=== Record excerpts ===
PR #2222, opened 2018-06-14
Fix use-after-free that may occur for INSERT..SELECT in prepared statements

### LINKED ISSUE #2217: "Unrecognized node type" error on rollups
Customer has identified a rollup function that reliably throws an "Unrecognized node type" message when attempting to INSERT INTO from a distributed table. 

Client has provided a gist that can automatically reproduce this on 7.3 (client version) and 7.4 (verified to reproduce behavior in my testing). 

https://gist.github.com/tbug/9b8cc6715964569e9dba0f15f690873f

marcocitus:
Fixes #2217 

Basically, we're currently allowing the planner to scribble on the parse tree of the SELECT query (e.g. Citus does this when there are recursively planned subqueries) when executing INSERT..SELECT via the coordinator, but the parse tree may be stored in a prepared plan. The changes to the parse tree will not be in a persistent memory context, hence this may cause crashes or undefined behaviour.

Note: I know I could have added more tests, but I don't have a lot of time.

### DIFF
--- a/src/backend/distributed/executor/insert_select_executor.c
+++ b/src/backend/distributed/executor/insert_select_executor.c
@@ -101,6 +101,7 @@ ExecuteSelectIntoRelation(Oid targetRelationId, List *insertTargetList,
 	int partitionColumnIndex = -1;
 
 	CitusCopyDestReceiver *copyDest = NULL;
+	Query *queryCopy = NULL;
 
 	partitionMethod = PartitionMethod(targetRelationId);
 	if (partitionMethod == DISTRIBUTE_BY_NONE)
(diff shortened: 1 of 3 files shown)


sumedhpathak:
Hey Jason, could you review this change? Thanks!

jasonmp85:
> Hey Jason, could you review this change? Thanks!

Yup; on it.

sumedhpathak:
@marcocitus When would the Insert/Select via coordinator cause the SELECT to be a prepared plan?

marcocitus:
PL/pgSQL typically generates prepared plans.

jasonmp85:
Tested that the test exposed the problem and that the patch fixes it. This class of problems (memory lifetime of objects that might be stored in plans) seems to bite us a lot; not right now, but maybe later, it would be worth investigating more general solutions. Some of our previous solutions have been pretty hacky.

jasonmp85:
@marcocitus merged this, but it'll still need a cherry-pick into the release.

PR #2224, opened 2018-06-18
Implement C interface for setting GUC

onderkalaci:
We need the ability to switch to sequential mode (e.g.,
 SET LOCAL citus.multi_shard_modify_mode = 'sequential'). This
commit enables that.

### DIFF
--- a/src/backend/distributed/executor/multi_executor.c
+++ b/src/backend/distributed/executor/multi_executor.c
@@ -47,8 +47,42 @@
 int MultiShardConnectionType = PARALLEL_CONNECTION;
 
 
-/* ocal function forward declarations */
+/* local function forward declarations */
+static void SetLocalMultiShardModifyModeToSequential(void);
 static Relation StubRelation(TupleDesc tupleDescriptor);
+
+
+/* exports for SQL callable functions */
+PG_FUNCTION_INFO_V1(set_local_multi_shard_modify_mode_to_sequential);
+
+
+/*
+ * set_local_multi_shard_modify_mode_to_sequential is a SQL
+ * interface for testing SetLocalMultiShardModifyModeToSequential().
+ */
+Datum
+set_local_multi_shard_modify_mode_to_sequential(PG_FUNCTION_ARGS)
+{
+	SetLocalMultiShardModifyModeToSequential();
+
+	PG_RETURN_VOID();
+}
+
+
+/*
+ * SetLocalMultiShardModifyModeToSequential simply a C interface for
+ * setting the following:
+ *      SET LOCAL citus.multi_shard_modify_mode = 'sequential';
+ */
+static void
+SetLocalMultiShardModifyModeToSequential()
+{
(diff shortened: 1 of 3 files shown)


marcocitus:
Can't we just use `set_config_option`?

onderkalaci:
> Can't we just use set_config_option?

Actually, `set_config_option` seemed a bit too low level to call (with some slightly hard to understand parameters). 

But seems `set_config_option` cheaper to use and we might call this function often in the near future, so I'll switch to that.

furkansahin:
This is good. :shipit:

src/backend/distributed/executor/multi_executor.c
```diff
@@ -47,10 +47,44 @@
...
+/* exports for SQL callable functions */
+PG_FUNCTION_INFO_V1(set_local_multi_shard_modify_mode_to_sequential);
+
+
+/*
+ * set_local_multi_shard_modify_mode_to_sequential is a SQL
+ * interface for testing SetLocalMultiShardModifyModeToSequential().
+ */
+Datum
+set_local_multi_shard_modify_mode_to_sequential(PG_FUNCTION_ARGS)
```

=== Task ===
Each and every entry needs to be repeated exactly.

=== Result of this exercise ===
PR #2222, opened 2018-06-14
Fix use-after-free that may occur for INSERT..SELECT in prepared statements

### LINKED ISSUE #2217: "Unrecognized node type" error on rollups
Customer has identified a rollup function that reliably throws an "Unrecognized node type" message when attempting to INSERT INTO from a distributed table. 

Client has provided a gist that can automatically reproduce this on 7.3 (client version) and 7.4 (verified to reproduce behavior in my testing). 

https://gist.github.com/tbug/9b8cc6715964569e9dba0f15f690873f

marcocitus:
Fixes #2217 

Basically, we're currently allowing the planner to scribble on the parse tree of the SELECT query (e.g. Citus does this when there are recursively planned subqueries) when executing INSERT..SELECT via the coordinator, but the parse tree may be stored in a prepared plan. The changes to the parse tree will not be in a persistent memory context, hence this may cause crashes or undefined behaviour.

Note: I know I could have added more tests, but I don't have a lot of time.

### DIFF
--- a/src/backend/distributed/executor/insert_select_executor.c
+++ b/src/backend/distributed/executor/insert_select_executor.c
@@ -101,6 +101,7 @@ ExecuteSelectIntoRelation(Oid targetRelationId, List *insertTargetList,
 	int partitionColumnIndex = -1;
 
 	CitusCopyDestReceiver *copyDest = NULL;
+	Query *queryCopy = NULL;
 
 	partitionMethod = PartitionMethod(targetRelationId);
 	if (partitionMethod == DISTRIBUTE_BY_NONE)
(diff shortened: 1 of 3 files shown)


sumedhpathak:
Hey Jason, could you review this change? Thanks!

jasonmp85:
> Hey Jason, could you review this change? Thanks!

Yup; on it.

sumedhpathak:
@marcocitus When would the Insert/Select via coordinator cause the SELECT to be a prepared plan?

marcocitus:
PL/pgSQL typically generates prepared plans.

jasonmp85:
Tested that the test exposed the problem and that the patch fixes it. This class of problems (memory lifetime of objects that might be stored in plans) seems to bite us a lot; not right now, but maybe later, it would be worth investigating more general solutions. Some of our previous solutions have been pretty hacky.

jasonmp85:
@marcocitus merged this, but it'll still need a cherry-pick into the release.

PR #2224, opened 2018-06-18
Implement C interface for setting GUC

onderkalaci:
We need the ability to switch to sequential mode (e.g.,
 SET LOCAL citus.multi_shard_modify_mode = 'sequential'). This
commit enables that.

### DIFF
--- a/src/backend/distributed/executor/multi_executor.c
+++ b/src/backend/distributed/executor/multi_executor.c
@@ -47,8 +47,42 @@
 int MultiShardConnectionType = PARALLEL_CONNECTION;
 
 
-/* ocal function forward declarations */
+/* local function forward declarations */
+static void SetLocalMultiShardModifyModeToSequential(void);
 static Relation StubRelation(TupleDesc tupleDescriptor);
+
+
+/* exports for SQL callable functions */
+PG_FUNCTION_INFO_V1(set_local_multi_shard_modify_mode_to_sequential);
+
+
+/*
+ * set_local_multi_shard_modify_mode_to_sequential is a SQL
+ * interface for testing SetLocalMultiShardModifyModeToSequential().
+ */
+Datum
+set_local_multi_shard_modify_mode_to_sequential(PG_FUNCTION_ARGS)
+{
+	SetLocalMultiShardModifyModeToSequential();
+
+	PG_RETURN_VOID();
+}
+
+
+/*
+ * SetLocalMultiShardModifyModeToSequential simply a C interface for
+ * setting the following:
+ *      SET LOCAL citus.multi_shard_modify_mode = 'sequential';
+ */
+static void
+SetLocalMultiShardModifyModeToSequential()
+{
(diff shortened: 1 of 3 files shown)


marcocitus:
Can't we just use `set_config_option`?

onderkalaci:
> Can't we just use set_config_option?

Actually, `set_config_option` seemed a bit too low level to call (with some slightly hard to understand parameters). 

But seems `set_config_option` cheaper to use and we might call this function often in the near future, so I'll switch to that.

furkansahin:
This is good. :shipit:

src/backend/distributed/executor/multi_executor.c
```diff
@@ -47,10 +47,44 @@
...
+/* exports for SQL callable functions */
+PG_FUNCTION_INFO_V1(set_local_multi_shard_modify_mode_to_sequential);
+
+
+/*
+ * set_local_multi_shard_modify_mode_to_sequential is a SQL
+ * interface for testing SetLocalMultiShardModifyModeToSequential().
+ */
+Datum
+set_local_multi_shard_modify_mode_to_sequential(PG_FUNCTION_ARGS)
```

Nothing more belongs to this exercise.